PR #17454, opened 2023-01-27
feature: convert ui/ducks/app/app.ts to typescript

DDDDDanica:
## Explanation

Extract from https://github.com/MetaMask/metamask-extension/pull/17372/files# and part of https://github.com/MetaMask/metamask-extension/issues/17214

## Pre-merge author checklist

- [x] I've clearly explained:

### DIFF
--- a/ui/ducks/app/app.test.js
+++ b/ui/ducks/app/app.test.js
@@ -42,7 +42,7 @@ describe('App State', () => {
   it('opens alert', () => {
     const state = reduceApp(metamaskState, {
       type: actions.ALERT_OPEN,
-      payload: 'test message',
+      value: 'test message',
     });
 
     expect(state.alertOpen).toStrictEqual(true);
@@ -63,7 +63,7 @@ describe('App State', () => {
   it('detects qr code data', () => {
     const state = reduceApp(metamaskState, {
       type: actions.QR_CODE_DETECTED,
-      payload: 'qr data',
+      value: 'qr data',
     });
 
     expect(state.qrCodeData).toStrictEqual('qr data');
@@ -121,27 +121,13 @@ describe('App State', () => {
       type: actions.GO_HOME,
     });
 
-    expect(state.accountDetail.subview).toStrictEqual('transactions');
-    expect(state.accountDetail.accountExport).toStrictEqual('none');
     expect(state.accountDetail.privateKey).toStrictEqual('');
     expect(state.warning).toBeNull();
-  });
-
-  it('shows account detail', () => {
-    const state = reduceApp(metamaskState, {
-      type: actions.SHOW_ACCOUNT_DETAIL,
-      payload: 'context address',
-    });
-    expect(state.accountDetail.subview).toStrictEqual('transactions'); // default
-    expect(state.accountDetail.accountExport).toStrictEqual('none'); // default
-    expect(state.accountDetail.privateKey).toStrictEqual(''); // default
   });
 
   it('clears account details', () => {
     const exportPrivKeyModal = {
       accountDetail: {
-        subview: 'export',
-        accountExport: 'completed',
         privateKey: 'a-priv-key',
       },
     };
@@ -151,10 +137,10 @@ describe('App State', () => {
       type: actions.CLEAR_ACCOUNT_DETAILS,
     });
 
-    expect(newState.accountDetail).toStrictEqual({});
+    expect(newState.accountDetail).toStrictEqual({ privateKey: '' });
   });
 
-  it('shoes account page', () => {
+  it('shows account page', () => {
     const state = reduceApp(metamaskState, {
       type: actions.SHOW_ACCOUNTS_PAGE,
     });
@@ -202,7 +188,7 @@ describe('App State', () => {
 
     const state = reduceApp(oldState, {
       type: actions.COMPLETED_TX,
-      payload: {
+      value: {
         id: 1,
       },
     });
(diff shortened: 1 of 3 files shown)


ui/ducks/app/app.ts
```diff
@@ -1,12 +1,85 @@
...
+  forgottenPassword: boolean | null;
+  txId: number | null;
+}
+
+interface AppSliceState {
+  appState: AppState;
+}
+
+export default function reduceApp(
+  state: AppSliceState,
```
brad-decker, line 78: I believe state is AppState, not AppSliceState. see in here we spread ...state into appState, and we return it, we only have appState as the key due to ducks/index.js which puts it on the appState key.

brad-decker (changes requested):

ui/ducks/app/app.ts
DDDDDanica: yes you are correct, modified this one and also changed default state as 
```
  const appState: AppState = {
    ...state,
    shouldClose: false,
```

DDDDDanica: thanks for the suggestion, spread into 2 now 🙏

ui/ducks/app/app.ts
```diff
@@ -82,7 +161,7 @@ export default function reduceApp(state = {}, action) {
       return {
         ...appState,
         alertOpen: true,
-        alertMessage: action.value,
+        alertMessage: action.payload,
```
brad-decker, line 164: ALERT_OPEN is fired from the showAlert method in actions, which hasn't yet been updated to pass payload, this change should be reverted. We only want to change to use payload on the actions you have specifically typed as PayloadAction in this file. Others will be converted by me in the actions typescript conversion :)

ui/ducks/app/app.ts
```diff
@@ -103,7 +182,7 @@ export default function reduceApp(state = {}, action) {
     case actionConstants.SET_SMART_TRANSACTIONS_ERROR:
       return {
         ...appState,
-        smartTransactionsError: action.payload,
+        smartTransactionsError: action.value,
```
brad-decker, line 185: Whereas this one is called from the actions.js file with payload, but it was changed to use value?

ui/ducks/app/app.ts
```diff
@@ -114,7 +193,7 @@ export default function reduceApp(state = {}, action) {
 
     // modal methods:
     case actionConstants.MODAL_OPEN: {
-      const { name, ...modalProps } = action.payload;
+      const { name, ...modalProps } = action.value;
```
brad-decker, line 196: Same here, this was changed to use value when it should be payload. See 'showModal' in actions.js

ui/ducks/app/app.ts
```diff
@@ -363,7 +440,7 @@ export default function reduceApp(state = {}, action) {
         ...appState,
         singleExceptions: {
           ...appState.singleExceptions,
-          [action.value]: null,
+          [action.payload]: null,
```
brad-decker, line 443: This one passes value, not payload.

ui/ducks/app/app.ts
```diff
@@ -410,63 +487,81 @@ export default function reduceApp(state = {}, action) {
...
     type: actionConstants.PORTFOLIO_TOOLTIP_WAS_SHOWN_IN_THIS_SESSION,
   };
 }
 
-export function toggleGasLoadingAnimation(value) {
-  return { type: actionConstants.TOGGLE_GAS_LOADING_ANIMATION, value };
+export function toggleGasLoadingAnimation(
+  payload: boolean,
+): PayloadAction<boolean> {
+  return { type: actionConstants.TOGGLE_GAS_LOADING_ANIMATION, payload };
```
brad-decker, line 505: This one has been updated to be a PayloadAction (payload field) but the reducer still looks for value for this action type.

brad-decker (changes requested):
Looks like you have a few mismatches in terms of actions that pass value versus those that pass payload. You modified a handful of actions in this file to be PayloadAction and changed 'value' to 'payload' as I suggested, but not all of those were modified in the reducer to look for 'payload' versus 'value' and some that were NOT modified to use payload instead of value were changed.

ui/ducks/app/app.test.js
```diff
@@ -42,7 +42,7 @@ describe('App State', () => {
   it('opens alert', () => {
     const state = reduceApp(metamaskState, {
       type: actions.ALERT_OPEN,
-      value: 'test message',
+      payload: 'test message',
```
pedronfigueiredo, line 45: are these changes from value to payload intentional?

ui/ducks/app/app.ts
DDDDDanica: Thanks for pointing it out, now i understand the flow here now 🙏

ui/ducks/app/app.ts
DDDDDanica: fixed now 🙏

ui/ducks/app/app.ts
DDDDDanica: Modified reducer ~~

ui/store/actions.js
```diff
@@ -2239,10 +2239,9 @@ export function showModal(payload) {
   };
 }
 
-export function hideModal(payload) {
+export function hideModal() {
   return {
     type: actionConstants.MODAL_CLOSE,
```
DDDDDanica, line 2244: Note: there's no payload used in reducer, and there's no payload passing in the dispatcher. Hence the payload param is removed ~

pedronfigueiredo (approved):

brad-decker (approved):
★ ★ ★ ★ ★ ★ ★
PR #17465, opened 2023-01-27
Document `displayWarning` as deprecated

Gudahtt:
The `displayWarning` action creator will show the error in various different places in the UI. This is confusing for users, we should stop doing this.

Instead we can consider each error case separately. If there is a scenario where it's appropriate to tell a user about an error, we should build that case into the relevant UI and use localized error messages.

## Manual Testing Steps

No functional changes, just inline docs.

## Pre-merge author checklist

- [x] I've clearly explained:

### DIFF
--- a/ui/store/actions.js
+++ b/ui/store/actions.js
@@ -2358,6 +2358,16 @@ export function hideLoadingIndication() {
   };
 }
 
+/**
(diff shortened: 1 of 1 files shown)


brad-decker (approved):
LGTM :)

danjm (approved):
★ ★ ★ ★ ★ ★ ★
[DIRECTIONS FOR THIS TASK] How many of the lines in the listing hold "none"? Only the number should be given.

[EXPECTED OUTPUT] 2